名車の後継モデルは意外と難しい
現在では伝説となっているAE86型レビン&トレノの後継モデルとして、AE91&92型が1987年5月にフルモデルチェンジ。レビンと&トレノとして5代目に当たるモデルである。(91が1.5L。9.2が1.6Lですが、本稿では以後92で統一します)。
スーパーチャージャー搭載でライバルを一歩リード
そこでエンジンだが、まず先代との違いが出るのがスーパーチャージャー。先代86はFRに固執して結果、現代でも名車となるが、92は横置き搭載のFFになったけど走りは勝っていますと言わんばかりに空冷インタークーラーのスーパーチャージャーを装着。4A-GZE型エンジンは最高出力145ps/6400rpm、最大トルク19.0kg-m/4400rpmを発揮。スーパーチャージャーを積む「GT-Z」の重量は1070kgだから十分以上の性能を誇った。
ちなみにボディサイズは、基本は同じながらスーパーチャージャー搭載のGT-Zのみ全幅が1680mm。全幅1665mmのハイメカ・ツインカムの5A-FE型(94ps/13.1kg-m)搭載車は車両重量が980kgと非常に軽量であった。
いち早く電子制御ダンパーを装備
サスペンションは四輪独立懸架を採用。前後ともストラット式だが、フロントはLアーム式、リヤがデュアルリンク式で、スーパーチャージャーのGT-Zはリヤの一部にピロボール式ブッシュを採用して走りを強化。
インテリアも車内全体をフルトリム化して質感を高めたほか、メーターには通常のアナログに加えて、エレクトロリック・ディスプレイメーターを設定。

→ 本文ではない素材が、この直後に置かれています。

PR #404, opened 2017-10-21
Several improvements to asset store operations

appurist:
- `StoreAsset` calls did not use the asset operations threadpool; they were synchronous. `StoreAsset` now precaches the `wireAsset` and immediately returns to the caller once the asset is cached.  Later, asynchronously, it may update the cache with the stream asset, or on error save it to the local cache (as in the past, just async now).
- Also fixed the accounting of sizes in `LRUCache` if an item is being replaced.
- Fixed the excessive "asset not found" reports. `AssetNotFound` is also called from the WHIP client, so all new (CF) assets would produce this report when the operation was in fact a success.


appurist:
I've done all the testing and review I can do on this, merging for beta/Sandbox/other test regions.

PR #406, opened 2017-11-25
Estate Powers for llPushObject

zauberparacelsus:
Changes llPushObject so that it will function on push-restricted land if the script is owned by the estate owner or an estate manager.


appurist:
This PR looks completely fine to me. The only changes are to allow the EO or EM to also use any push that the parcel land owner could do, i.e. to treat EO/EM as owner-equivalent without testing the actual logic. This should be safe and acceptable to all. Merging.

PR #413, opened 2017-12-05
Allow StoreAsset to be optionally async, default disabled (opt-in).

appurist:
Due to subsequent fetches coming only from Aperture (which is unaware of the new asset until the StoreAsset completes the write to CF), we can't signal the session to continue by returning early (as soon as the asset is in the region server cache).

This change effectively reverts the change to make StoreAsset asynchronous, although it leaves it optional in the Halcyon.ini file (default off).

By default, this restores the previous behavior of synchronous CF writes that block the session.

### DIFF
--- a/InWorldz/InWorldz.Data.Assets.Stratus/CloudFilesAssetClient.cs
+++ b/InWorldz/InWorldz.Data.Assets.Stratus/CloudFilesAssetClient.cs
@@ -625,8 +625,15 @@ namespace InWorldz.Data.Assets.Stratus
             statTotal++;
             statPut++;
 
-            // Now do the actual CF storage asychronously so as to not block the caller.
-            _threadPool.QueueWorkItem(() => StoreCFAsset(asset, wireAsset));
+            if (Config.Settings.Instance.UseAsyncStore)
+            {
+                // Now do the actual CF storage asychronously so as to not block the caller.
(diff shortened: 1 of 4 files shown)


appurist:
This is not an option for anyone to use, ever, in the future, except for me during this WIP testing phase. It exists to avoid having to update code on a production grid only to enable testing of this code that already exists in the region server. Other than my specific tests, this will always be hard-coded off, or if we find some way to work around the side effects, it will be hard-coded on and the option will be removed.  However, for now I'll add it to the sample file with a comment to never use it.

mdickson:
If the INI option is developer only is there a good reason to actually include it?  Why not set the change in code and test and decide how to run it before its merged to HEAD.

appurist:
> It exists to avoid having to update code on a production grid only to enable testing of this code that already exists in the region server. 

This is a small no-brainer change that is part of enabling more real-world testing on developer test regions (as we have done many times) such as Zauber's and Mike's regions (and in most cases Sandboxes). 

I'm trying to package up an update that can be tested and will provide all the other commits to the full grid while not eliminating this WIP from the same build.  It will provide us with a disabled version for the Sandboxes and possible rollout while allowing parallel progress on developer test regions.

I'm not looking for feedback on whether this _should_ be done, but rather whether there are any bugs/typos etc. (Although I have verified the change with breakpoints etc before committing.)

PR #647, opened 2016-07-16
Make link to PushBullet Component Absolute

ClashTheBunny:
As of now, the link tries to go to a deep subdirectory of the documentation.  Making it an absolute link will make it work on the built documentation on the site.  Neither way currently works in github, but I doubt that's the goal.


fabaff:
Thanks

PR #657, opened 2016-07-18
Basic MQTT light example (ESP8266)

mertenats:
Add a basic example to control a led with MQTT and the light component (ESP8266)


fabaff:
Can you please place the example outside of the warning? Thanks

PR #662, opened 2016-07-19
Updated BraviaTV docs to show example bravia.conf

laf:
If you have the details for pairing the TV already then it's possible to specify these manually. Details now in the documentation.


fabaff:
Thanks

PR #666, opened 2016-07-21
Line wrap was causing formatting shenaigans

m00dawg:
There were a ton of trailing spaces at the end of some of the YAML definitions which caused the resulting output to look rather ugly.


fabaff:
Thanks

PR #670, opened 2016-07-22
Update binary_sensor.http.markdown

tguerena:
The sample call was missing -H "Content-Type: application/json" for the POST section, causing it to fail.


robbiet480:
Thank you!!!! 🍪

robbiet480:
🎉

PR #672, opened 2016-07-24
Updated KNX documenation

open-homeautomation:
- Added documentation for KNX switch and KNX thermostat
- Removed some stuff from KNX platform component that was invalid (copy-paste error from Zigbee component).


fabaff:
Thanks

PR #677, opened 2016-07-26
Remove doc for google voice

w1ll1am23:
https://github.com/w1ll1am23/pygooglevoice-sms no longer functions so support for google voice sms is being removed.


balloob:
🐬

PR #681, opened 2016-07-27
Samsung TVs that don't work

CCOSTAN:
Tested but not working Samsung Models.  - Because it's annoying to set up stuff and then find out they don't work.


fabaff:
Thanks

PR #688, opened 2016-07-27
Manual Speedtest Service information

CCOSTAN:
Added new information I just learned about Speedtest from @nkgilley.


fabaff:
Thanks

PR #694, opened 2016-07-28
Quotation marks needed

PerMalmberg:
The quotation marks are needed for digit-only name/ids, as I disovered when adding my devices.
I assume the same goes for devices under the light: domain?

Perhaps this is actually a YAML-issue, but it doesn't hurt to explicitly state this to help the users.

### DIFF
--- a/source/_components/switch.rfxtrx.markdown
+++ b/source/_components/switch.rfxtrx.markdown
@@ -51,9 +51,11 @@ switch:
   signal_repetitions: 2
   devices:
     0b1100ce3213c7f210010f70:
-      name: Movment1
+      name: Movement1
     0b11000a02ef2gf210010f50:
-      name: Movment2
+      name: Movement2
+    "0710010041010160":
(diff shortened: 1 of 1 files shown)


balloob:
This should be fixed instead of adding a workaround to the documentation.

CC @Danielhiversen

ktpx:
I got a bunch of devices defined under rfxtrx , switches and lights.  I'm not using quotes around the id's, and it's working ok.  Seems this could be something else?

PerMalmberg:
Do you have any digit-only ids, Thomas?

Looking at the code, and practical test all points to Python interpreting the id in the example as a member.

ktpx:
Per,
Yeah..disregard my statement..looking closer, they all got at least one character in them ..

balloob:
It's a yaml thing

Danielhiversen:
I can make a fix to handle digit only when I  am back from holiday.

PR #2587, opened 2017-05-07
Rename "Enviro pHat" to "Raspberry Pi Enviro pHat"

ntwb:
When searching the components for "Pi" or "Raspberry" I'd expect the Enviro pHat to be included in those search results.

### DIFF
--- a/source/_components/sensor.envirophat.markdown
+++ b/source/_components/sensor.envirophat.markdown
@@ -1,6 +1,6 @@
 ---
 layout: page
-title: "Enviro pHAT"
+title: "Raspberry Pi Enviro pHAT"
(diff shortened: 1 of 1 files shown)


Landrash:
This change isn't in line with the rest of the components. The components are in general named after the product and the one's we named raspberry pi is part of the actual hardware of the pi.

ntwb:
Sounds fair enough, why does the code review request changes though?

If you want a change you will need to tell me what changes you're happy to make.
If you don't want any changes then close the PR 😄

Landrash:
@ntwb Sorry, my mistake.  Started out with another suggestion.

PR #2593, opened 2017-05-07
[WIP]Update plant.markdown

Landrash:
**Description:**
Add further information to the plant sensor.

### DIFF
--- a/source/_components/plant.markdown
+++ b/source/_components/plant.markdown
@@ -18,7 +18,7 @@ To use your `plant` sensor in your installation, add the following to your `conf
 ```yaml
 # Example configuration.yaml entry
 plant:
-  entity_id:
+  sunflower:
     sensors:
       moisture: sensor.mqtt_plant_moisture
       battery: sensor.mqtt_plant_battery
@@ -54,6 +54,7 @@ Configuration variables:
 ## {% linkable_title Examples %}
 ### Using plain MQTT sensor to get the data
 This is a practial example that uses a multiple of `MQTT sensors` to supply the readings used by the `plant` sensor.
+Another good source of this data would be the [Mi Flora](https://home-assistant.io/components/sensor.miflora/) component. 
 
 
 ```yaml
--- a/source/_components/plant.markdown
+++ b/source/_components/plant.markdown
@@ -11,7 +11,12 @@ ha_category: Other
 ha_release: 0.44
 ---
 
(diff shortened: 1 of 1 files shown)


source/_components/plant.markdown
```diff
@@ -27,9 +32,42 @@ plant:
     min_temperature: 15
 ```
 
-## Using plain MQTT sensor to get the data
+Configuration variables:
+
+- **simulated_plant** (*Required*):
```
frog32: This is an entity_id, I did not try but should be anything that also works elsewhere.

source/_components/plant.markdown
```diff
@@ -27,9 +32,42 @@ plant:
...
+    - **moisture** (*Optional*):  
+    - **battery** (*Optional*):
+    - **temperature:** (*Optional*):
+    - **conductivity:** (*Optional*):
+    - **brightness:** (*Optional*):
+  - **min_moisture** (*Optional*):
+  - **max_moisture** (*Optional*):
+  - **min_battery** (*Optional*):
+  - **min_conductivity** (*Optional*):
+  - **min_temperature** (*Optional*):
```
frog32: Add max_moisture, max_conductivity, min_brightness, max_brightness and max_temperature.
Small detail that I am not sure if it should be included: Temperature is float while the others are positive integers.

source/_components/plant.markdown
```diff
@@ -27,9 +32,42 @@ plant:
...
+
+## {% linkable_title Examples %}
+### Using plain MQTT sensor to get the data
+This is a practial example that uses a multiple of `MQTT sensors` to supply the readings used by the `plant` sensor.
+
```
frog32: Maybe add a reference to https://home-assistant.io/components/sensor.miflora/ since it is the sensor that delivers all those measurements. If we have more sensors in the future we can add them as well.

source/_components/plant.markdown
```diff
@@ -11,9 +11,14 @@ ha_category: Other
...
 
+This`plant`component lets you merge moisture, conductivity, light intensity, temperature and battery level for a plant into a single UI element. It also supports setting minimum and maximum values for each measurement and will change its state to "problem" if it is not within those limits.
+
+To use your `plant` sensor in your installation, add the following to your `configuration.yaml` file:
+
 ```yaml
 plant:
-  simulated_plant:
+  entity_id:
```
frog32: Since this is an example we should use a real plant name instead. This might be confusing.

PR #2617, opened 2017-05-11
Add Openzwave dependency

Kane610:
**Description:**
There is a dependency missing that is needed when compiling openzwave


fabaff (approved):
Thanks :bird:

PR #2618, opened 2017-05-12
LIFX is polling

amelchio:
**Description:**

LIFX bulbs do push their state when booting but not during normal operation.


Landrash:
Thank you :cookie:

PR #2640, opened 2017-05-16
Transition updated

boojew:
According to this https://home-assistant.io/cookbook/automation_sun/ (and my own experience) transition appears to only be supported on Hue bulbs - so I have updated the Transition note.

**Description:**

### DIFF
--- a/source/_components/light.markdown
+++ b/source/_components/light.markdown
@@ -33,7 +33,7 @@ Turns one light on or multiple lights on using [groups]({{site_root}}/components
 | Service data attribute | Optional | Description |
 | ---------------------- | -------- | ----------- |
 | `entity_id` | no | String or list of strings that point at `entity_id`s of lights. Else targets all.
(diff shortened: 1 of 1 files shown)


Danielhiversen:
It seams that several light platforms support transition: https://github.com/home-assistant/home-assistant/search?utf8=%E2%9C%93&q=transition&type= ?

Landrash:
@Danielhiversen is correct.
I've changed the language to be a bit more ambiguous.
This ok with you @boojew ?

boojew:
What do you guys think about actually listing the supported platforms or is that a bad idea as it wont get updated in a timely manner?

Thanks

Landrash:
I would prefer the platforms specifying this themselves.
Need to look it over a bit and see if I can come up with a good solution.

Landrash:
I'm at a loss.
The list you've changed is a bad place to update since it's unlikely that it will be updated.
Some platforms has references to the functionality but not all so assuming that the platforms will have the information is also bad. Question is if we should go trough them all and add the information in question.

I'll merge this as I've changed it and open an issue instead.

Issue #1887, opened 2017-01-27
Development break with ruby 2.4


adrianlzt:
Gem yajl-ruby should be set to version 1.3.0 to [be able to compile](https://github.com/brianmario/yajl-ruby/pull/165) with ruby 2.4.

Jekyll gives a warning:
```
/usr/lib/ruby/gems/2.4.0/gems/jekyll-3.2.1/lib/jekyll/hooks.rb:57: warning: constant ::Fixnum is deprecated
```

And maybe the docs should change:
``rake preview``by ``bundle exec rake preview`` and ``rake generate`` with ``bundle exec rake generate`` to solve this error:
```
Gem::LoadError: You have already activated rake 12.0.0, but your Gemfile requires rake 10.5.0. Prepending `bundle exec` to your command may solve this.
```

balloob:
Pull request welcome 👍

fabaff:
#2644 was merged and should fix this issue as well.

PR #2644, opened 2017-05-16
Updated pygments.rb to latest to make it build under ruby 2.4

auduny:
**Description:**

On latest OS X, default ruby is 2.4. Older version of Pygments.rb depends on a version of yajl-ruby that is not buildable on latest ruby 2.4. Updated pygments to latest version. Issue #1887 seems to refer to this issue.

### DIFF
--- a/Gemfile
+++ b/Gemfile
@@ -3,7 +3,7 @@ source "https://rubygems.org"
 group :development do
   gem 'rake', '~> 10.0'
   gem 'jekyll', '~> 3.0'
-  gem 'pygments.rb', '~> 0.6.3'
+  gem 'pygments.rb', '~> 1.1.2'
   gem 'rdiscount', '~> 2.0'
   gem 'RedCloth', '~> 4.2'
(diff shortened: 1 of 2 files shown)


Landrash:
Does this change affect the availability of building on any of the other platforms?

auduny:
@Landrash Nope I do not think so. I just built it on Ubuntu 16.04 with ruby 2.3.1 Seems to be completely fine.

Landrash:
OK with you @fabaff ?

tiktok7:
Just found this problem the hard way.. tried 2.4 then found this when I was going to log the issue. It might be kinder to newbies to merge the change... :wink:

fabaff:
Works on an older version of ruby too.

```bash
$ ruby -v
ruby 2.3.3p222 (2016-11-21 revision 56859) [x86_64-linux]
```

balloob:
We should probably try to update all our gems.

Issue #2310, opened 2017-03-21
More metadata for components and filter in searches


Zac-HD:
I can't be the only person who has used [the component docs](https://home-assistant.io/components/) as a shopping list - it's a great resource, and you can be confident that supported devices are (a) supported by homeassistant and therefore (b) not locked down to the point of uselessness.

However, it would be even better if components were tagged with and searches could be filtered by a number of attributes (stored in eg a `tags:` dict in the header).

- discoverable: true/false
- requires_internet: always/setup/never
- official_api: true/false
- iot_device_security: ok/weak/broken (if relevant)

These are example properties, but they illustrate the idea.  Thoughts?

bdurrer:
The discoverable components can easily be found on the discovery component page.
For the others... one would need to crawl through those 603 components and add the required metadata.

Personally I don't see all too much value in the _suggested_ properties, but I see your point. A lot of components are assigned to an category but would fit into multiple categories. E.g. an camera being a _sensor_ and, well, a _camera_
... so yeah, tagging in general would help a lot


I would happily extend the search feature, but I'm not the one going to add tags to the components 😄

Zac-HD:
Sounds good!  I agree that there should be some more discussion about what tags we should use (they're just examples).  And if someone else can write the search function, I'm willing to do the tagging.  It would be good to have Travis check that the header is in order though, to ensure that the tags stay up-to-date and new components are tagged too.

petersohn:
I would be happy to be able to search by IoT class.

balloob:
Yeah, we also already fill in the IoT class, so that should be easy.

Another one I would like to see is a url-only search option to search by version. Right now for each release blog post I link to the "released in current version" section, but each new release will have old release blog posts link to the wrong components.

bdurrer:
@balloob I'll add that. Is there any reason to keep the three `#added_in_...` tags, if the overview links to the version hashes instead?

balloob:
No, we can drop those categories if we can just generate links for the last 3 versions.

bdurrer:
So, here is the thing: adding more metadata to the search does not improve it's quality. searching for "polling" looks like garbage, because you can't see _why_ you got those results.

There are two ways I see right now:

1. add grouped items into the sidebar and maybe add some headers (eg versions, categories, IoT class)
2. make the search "smart" with meta tags, eg you can enter `iot: polling` to only filter for iot classes.

Problems:
[...]

PR #2646, opened 2017-05-16
Issue 2310: Release filter on component page

bdurrer:
**Description:**
As discussed in issue #2310 
This PR removes the "dynamic" hashtags "current/previous/2 version ago" and replaces them with versioned tags in the pattern `#version/{number}`. That way "permalinks" to specific versions can be created.
This is works for older versions too. However, a long time ago in a galaxy far, far away, not all components had a "introduced in version X" meta tag and linking to those versions has not the desired effect 😄 


balloob:
🙇  this is amazing.

PR #2663, opened 2017-05-19
Fix pacaur invocation in Arch installation instructions

zoresvit:
Pacaur does not work with root privileges for security reasons:

```
$ sudo pacaur -S home-assistant
[sudo] password for zoresvit: 
:: you cannot perform this operation as root
```
It will only ask for a password interactively when invoking `makepkg`.


Landrash:
Your correct! Thank you. :cookie:

PR #2688, opened 2017-05-22
Small bug in initial developer docs modifying a variable out of scope

jessexoc:
Fixes `NameError: name 'count' is not defined` when going through the development:events tutorial


Landrash:
Thank you :cookie:

PR #3871, opened 2017-11-02
Release 0 57

balloob:
🎉


Landrash:
Documentation for the changes to Tradfri seems to be missing.
Following the `next` branch will cause the Trådfri component to fail to initialize if the api_key is set in the configuration.

PR #3872, opened 2017-11-02
Update xiaomi (miio) retrieve token documentation

drgx:
**Description:**
Add easier way to retrieve miio token by using nodejs and [miio](https://github.com/aholstenson/miio) package

### DIFF
--- a/source/_components/vacuum.xiaomi_miio.markdown
+++ b/source/_components/vacuum.xiaomi_miio.markdown
@@ -139,6 +139,29 @@ method and requires a `key` (16 alphanumeric chars), which can be obtained
 easily via a hidden menu item at the Mi-Home app.
 </p>
 
+#### {% linkable_title Using Nodejs %}
+Follow the pairing process using your phone and Mi-Home app. After the pairing process competed, install Nodejs to your computer [link](https://nodejs.org/en/download/)
+
+After Nodejs installed. Try to install [miio](https://github.com/aholstenson/miio/blob/master/docs/management.md) buy using npm command
+```bash
+$ npm install --save miio
+```
+After the `miio` package installed properly, simply run
+```bash
+$ miio --discover
+```
+
+And it will simply return the list of all miio devices information that connected in the same network
+Example result:
+```
+Device ID: 48765421
+Model info: zhimi.airpurifier.m1 (air-purifier)
+Address: 192.168.100.9 (zhimi-airpurifier-m1_miio48765421)
+Token: token-as-hex-here via auto-token
+Support: At least basic
+```
+
+
 #### {% linkable_title Windows and Android %}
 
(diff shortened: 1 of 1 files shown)


arsaboo:
Those instructions are not working...can you please double check:
```
arsaboo@aloknuc:~$ sudo npm install --save miio
[sudo] password for arsaboo:
arsaboo@1.0.0 /home/arsaboo
└─┬ miio@0.13.0
  └─┬ mkdirp@0.5.1
    └── minimist@0.0.8

npm WARN arsaboo@1.0.0 No description
npm WARN arsaboo@1.0.0 No repository field.
arsaboo@aloknuc:~$ miio --discover
miio: command not found
```

arsaboo:
Looks like the installation command should be `npm install -g miio` as indicated here https://github.com/aholstenson/miio/blob/master/docs/missing-devices.md

syssi:
What about using python-miio (the underlying library of the component) and the provided tools of the upstream: https://github.com/rytilahti/python-miio#miio-extract-tokens

drgx:
@arsaboo yahh.. it should be `npm install -g miio` why the hell i'm typing `sudo npm install --save miio` .... i think' I'm drunk :confused:... sorry will fix it ASAP
@syssi I never try `python-miio` lib, but i will try it and do another pull request when it's works

drgx:
@arsaboo is this pull-request acceptable? or i need to create using `python-miio`?

rytilahti:
The described method of using the automatic discovery (which is what `miio --discover` afaik does) is also doable with python-miio (`mirobo discover --handshake 1`), but this way of extracting tokens only works on specific set of devices, and sometimes only when the device has not been previously connected with the official app. This in turn requires pointing those users to extract the tokens from backups / sqlite databases which is what the current documentation here explains: https://home-assistant.io/components/vacuum.xiaomi_miio/#retrieving-the-access-token .

The python-miio documentation is currently being reworked in this incomplete PR https://github.com/rytilahti/python-miio/pull/93 which I hope can be used as a reference for an easy obtaining tokens: https://github.com/rytilahti/python-miio/pull/93/files#diff-3b734457dc9f0169aa39ce25f6b0c89aR36 . Unfortunately I do not have access to iOS devices, but I would happily accept contributions.

Considering homeassistant is using python-miio for supporting those devices (and its therefore installed for those users), it _may_ make sense to avoid pointing users to install nodejs-based miio, which is to my experience not a simple feat to do e.g. on raspbian. Just my 0.05€ :-)

drgx:
Thank you for the explanation @rytilahti. Yah based on your explenation, I think it's more make sense using `python-miio` since the users don't need to install nodejs. (IMO nodejs is easier becuase every day I work with nodejs  :rofl:) 
I will close this pull request since there is a better solution using `python-miio`. :+1:

rytilahti:
Ok! I will try to get the documentation ready and to be shipped hopefully this weekend, then we can modify the documentation to point to that :-)

PR #3883, opened 2017-11-04
documentation for Lutron Caseta update

mdonoughe:
**Description:**

This is the documentation update to go with home-assistant/home-assistant#10286.

I'm not sure I'm doing the right thing with the pairing script, but I made some improvements over the original:
- I rewrote it in Python, so it should be more accessible. The old script only worked in Bash on Linux (not even Bash on other platforms) and only with certain tools installed. At least for Home Assistant, it seems more likely that the user can execute a Python script.
- The CA certificate is retrieved from the bridge. Previously, this was a manual step.
- The files we need are generated as separate files so the user doesn't need to split them apart afterwards.

**Pull request in [home-assistant](https://github.com/home-assistant/home-assistant) (if applicable):** home-assistant/home-assistant#10286


ontl:
The sample config in the documentation expects "caseta.key" and "caseta.crt", but it looks like the script in the zip generates "client.key" and "client.crt" instead. Recommend changing the get_lutron_cert.py script to generate "caseta.xxx".

Thanks for all your work on this fix!

mdonoughe:
I thought I'd changed all of those, but apparently I only changed the documentation. It should be better now.

PR #3887, opened 2017-11-04
Fix home-assistant release for component

ttroy50:
Component was actually releases in v0.57 of home-assistant


fabaff:
Could be fixed in `current`.

PR #3888, opened 2017-11-04
fix ha-release tag for component

ttroy50:
Fixes the ha-release for the component


fabaff:
The right file to fix it would be `source/_components/climate.ephember.markdown` in the `current` branch.

PR #3890, opened 2017-11-04
Added instructions to save Ring video file using automation

arsaboo:
**Description:**
Added instructions to use an automation to save Ring video files (which may be easier for most users).


arsaboo:
Not sure why this this was closed. It simplifies the docs.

マイナーチェンジでエクステリアを小変更! 「定番クーペ」としての地位を確保
マイナーチェンジではGT-Zがハイオク仕様となって、165ps/6400rpm、21.0kg-mまで出力を向上。リヤスポイラーにハイマウントストップランプが装着されるなどトレンドにそった変更がなされて商品力が確保されたが、トレノのフロントマスクがヘッドライトの上にリトラクタブル・ヘッドライトがついているような形状となったため、一部から不評となってしまった。
個人的に面白いのは、当時クルマに興味のない知人に「レビンに4ドアってないの?」という質問を受けたこと(4ドアはカローラです)。自動車免許を取ったらとりあえずクルマを買うか、なんて思えた良い時代に、万人向けのクーペとしてファーストチョイスとなる定番クーペ。それがAE92だったのだ。
■トヨタ・カローラ・レビンGT-Z(AE92)
全長×全幅×全高=4245mm×1680mm×1300mm
ホイールベース=2430mm
トレッド 前/後=1455mm/1435mm
車両重量 1070kg
乗車定員 5名
最小回転半径 5.2m
室内寸法 長×幅×高=1785mm×1380mm×1085mm
エンジン 4A-GZE型 DOHC直列4気筒16バルブ
総排気量 1587cc
最高出力 145ps/6400rpm
最大トルク 19.0kg-m/4400rpm
タイヤサイズ 前/後 195/60R14(前後とも)
ブレーキ 前/後 ベンチレーテッドディスク/ディスク
サスペンション 前/後 ストラット式 (前後とも)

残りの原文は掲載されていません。